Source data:

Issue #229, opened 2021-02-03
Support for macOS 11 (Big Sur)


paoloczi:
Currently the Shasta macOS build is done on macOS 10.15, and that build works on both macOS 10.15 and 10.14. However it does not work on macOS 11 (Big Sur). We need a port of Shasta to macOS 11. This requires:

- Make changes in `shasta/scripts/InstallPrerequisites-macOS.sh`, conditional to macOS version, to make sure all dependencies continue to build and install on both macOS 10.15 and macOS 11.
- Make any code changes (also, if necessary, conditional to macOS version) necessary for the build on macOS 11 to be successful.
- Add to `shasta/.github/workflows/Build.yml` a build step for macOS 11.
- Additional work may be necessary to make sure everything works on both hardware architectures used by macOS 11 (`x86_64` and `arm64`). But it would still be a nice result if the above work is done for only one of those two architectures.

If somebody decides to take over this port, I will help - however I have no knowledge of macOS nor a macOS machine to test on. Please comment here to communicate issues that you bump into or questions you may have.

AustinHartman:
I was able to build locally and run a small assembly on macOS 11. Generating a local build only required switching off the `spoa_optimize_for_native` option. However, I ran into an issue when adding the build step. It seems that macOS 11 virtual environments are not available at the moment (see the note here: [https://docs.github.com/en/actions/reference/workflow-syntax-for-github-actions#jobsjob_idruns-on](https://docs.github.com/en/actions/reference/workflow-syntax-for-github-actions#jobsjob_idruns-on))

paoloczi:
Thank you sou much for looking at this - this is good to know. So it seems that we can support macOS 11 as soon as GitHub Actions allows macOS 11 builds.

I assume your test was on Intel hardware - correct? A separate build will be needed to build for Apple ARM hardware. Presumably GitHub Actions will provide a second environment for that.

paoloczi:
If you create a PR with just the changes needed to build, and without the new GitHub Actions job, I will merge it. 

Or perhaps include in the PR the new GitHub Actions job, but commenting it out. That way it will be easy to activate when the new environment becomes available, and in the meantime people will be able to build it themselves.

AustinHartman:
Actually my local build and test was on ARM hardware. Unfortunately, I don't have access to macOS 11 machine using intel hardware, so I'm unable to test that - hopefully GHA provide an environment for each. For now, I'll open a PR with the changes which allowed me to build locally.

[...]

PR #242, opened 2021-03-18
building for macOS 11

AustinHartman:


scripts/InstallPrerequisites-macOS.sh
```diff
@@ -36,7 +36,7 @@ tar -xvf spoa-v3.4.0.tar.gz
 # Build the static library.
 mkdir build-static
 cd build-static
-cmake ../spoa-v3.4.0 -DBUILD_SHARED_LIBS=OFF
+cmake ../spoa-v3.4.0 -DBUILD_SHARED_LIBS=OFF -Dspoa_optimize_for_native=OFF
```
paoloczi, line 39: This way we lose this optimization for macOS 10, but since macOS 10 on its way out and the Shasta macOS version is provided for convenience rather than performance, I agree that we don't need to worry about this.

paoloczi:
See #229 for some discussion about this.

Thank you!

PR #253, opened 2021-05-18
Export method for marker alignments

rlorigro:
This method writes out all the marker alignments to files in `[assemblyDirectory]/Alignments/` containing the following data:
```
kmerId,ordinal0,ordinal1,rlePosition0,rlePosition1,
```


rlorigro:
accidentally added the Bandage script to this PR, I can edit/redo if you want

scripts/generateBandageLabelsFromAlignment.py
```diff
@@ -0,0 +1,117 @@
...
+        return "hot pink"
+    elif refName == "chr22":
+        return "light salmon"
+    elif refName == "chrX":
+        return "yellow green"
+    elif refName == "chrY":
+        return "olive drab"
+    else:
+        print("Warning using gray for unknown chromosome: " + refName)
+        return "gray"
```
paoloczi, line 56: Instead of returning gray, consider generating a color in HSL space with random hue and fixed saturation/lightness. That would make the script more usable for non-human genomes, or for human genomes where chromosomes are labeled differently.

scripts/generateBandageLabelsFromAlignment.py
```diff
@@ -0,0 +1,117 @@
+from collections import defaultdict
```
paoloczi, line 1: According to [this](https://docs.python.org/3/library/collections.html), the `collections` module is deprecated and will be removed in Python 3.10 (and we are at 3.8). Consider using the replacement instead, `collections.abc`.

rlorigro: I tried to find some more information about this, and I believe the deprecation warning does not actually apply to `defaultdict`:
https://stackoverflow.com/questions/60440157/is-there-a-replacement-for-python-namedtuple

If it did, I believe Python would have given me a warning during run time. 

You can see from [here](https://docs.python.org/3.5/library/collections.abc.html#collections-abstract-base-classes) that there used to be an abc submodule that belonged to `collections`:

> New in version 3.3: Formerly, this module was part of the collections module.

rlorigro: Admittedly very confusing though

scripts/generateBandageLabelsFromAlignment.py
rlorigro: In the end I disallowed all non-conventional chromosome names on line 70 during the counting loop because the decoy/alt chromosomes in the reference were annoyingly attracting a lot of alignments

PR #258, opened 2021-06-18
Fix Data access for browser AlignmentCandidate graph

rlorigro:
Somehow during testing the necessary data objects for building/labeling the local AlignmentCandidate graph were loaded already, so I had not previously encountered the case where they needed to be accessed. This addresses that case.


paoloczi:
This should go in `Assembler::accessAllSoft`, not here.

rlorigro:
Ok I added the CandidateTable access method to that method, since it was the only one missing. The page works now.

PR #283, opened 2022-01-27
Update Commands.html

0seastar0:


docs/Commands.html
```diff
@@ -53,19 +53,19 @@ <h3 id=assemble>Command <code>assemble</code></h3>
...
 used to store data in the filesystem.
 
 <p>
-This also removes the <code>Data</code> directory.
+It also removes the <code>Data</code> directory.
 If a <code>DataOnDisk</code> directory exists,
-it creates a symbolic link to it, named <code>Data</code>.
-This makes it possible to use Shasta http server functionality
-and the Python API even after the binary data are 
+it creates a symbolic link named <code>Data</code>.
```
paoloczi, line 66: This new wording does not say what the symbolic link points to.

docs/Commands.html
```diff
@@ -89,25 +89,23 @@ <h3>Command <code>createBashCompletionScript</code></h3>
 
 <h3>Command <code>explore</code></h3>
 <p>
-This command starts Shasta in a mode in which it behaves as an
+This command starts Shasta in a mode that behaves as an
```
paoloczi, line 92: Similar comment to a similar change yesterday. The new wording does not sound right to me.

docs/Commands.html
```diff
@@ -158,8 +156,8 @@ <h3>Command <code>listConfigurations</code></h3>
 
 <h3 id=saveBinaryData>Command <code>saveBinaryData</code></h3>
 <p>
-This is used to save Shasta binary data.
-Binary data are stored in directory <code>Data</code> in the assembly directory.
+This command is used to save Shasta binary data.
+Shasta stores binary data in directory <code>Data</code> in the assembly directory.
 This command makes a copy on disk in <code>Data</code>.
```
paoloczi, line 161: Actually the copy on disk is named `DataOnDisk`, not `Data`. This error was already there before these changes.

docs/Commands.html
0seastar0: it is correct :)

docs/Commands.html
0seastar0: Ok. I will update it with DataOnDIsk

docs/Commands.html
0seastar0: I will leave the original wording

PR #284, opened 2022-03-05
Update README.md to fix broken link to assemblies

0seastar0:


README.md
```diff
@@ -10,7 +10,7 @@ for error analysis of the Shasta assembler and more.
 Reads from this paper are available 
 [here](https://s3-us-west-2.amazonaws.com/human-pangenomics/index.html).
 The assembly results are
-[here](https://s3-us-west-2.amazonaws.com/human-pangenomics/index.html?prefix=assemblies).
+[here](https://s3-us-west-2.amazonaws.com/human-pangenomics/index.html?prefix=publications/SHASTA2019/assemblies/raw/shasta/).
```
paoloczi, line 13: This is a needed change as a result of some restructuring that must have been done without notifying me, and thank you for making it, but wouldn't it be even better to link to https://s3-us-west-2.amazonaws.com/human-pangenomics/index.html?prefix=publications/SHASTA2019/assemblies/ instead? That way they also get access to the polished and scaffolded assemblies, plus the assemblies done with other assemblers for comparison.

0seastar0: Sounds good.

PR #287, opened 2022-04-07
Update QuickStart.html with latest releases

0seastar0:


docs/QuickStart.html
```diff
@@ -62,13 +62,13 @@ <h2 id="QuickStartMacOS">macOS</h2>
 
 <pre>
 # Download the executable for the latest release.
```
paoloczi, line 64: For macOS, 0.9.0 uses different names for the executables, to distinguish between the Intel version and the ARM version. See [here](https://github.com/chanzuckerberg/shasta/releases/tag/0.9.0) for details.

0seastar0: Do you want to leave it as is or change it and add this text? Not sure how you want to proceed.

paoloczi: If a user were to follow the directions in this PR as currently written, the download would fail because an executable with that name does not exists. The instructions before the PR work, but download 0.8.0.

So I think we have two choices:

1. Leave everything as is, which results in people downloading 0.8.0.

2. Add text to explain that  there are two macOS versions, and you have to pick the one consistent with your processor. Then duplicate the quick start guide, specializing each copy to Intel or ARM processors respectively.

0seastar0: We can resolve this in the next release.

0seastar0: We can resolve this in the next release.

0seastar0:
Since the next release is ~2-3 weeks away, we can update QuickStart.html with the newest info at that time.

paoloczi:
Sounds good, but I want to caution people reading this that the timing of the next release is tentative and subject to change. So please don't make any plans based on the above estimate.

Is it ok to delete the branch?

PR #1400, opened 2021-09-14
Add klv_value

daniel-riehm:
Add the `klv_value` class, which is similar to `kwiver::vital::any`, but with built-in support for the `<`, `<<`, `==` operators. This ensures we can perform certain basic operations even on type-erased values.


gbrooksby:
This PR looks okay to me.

* **ABOUT THIS EXERCISE**
Search the lines above for the string "replacement", then show every one that has it.

* **WORKED SOLUTION**
paoloczi, line 1: According to [this](https://docs.python.org/3/library/collections.html), the `collections` module is deprecated and will be removed in Python 3.10 (and we are at 3.8). Consider using the replacement instead, `collections.abc`.
https://stackoverflow.com/questions/60440157/is-there-a-replacement-for-python-namedtuple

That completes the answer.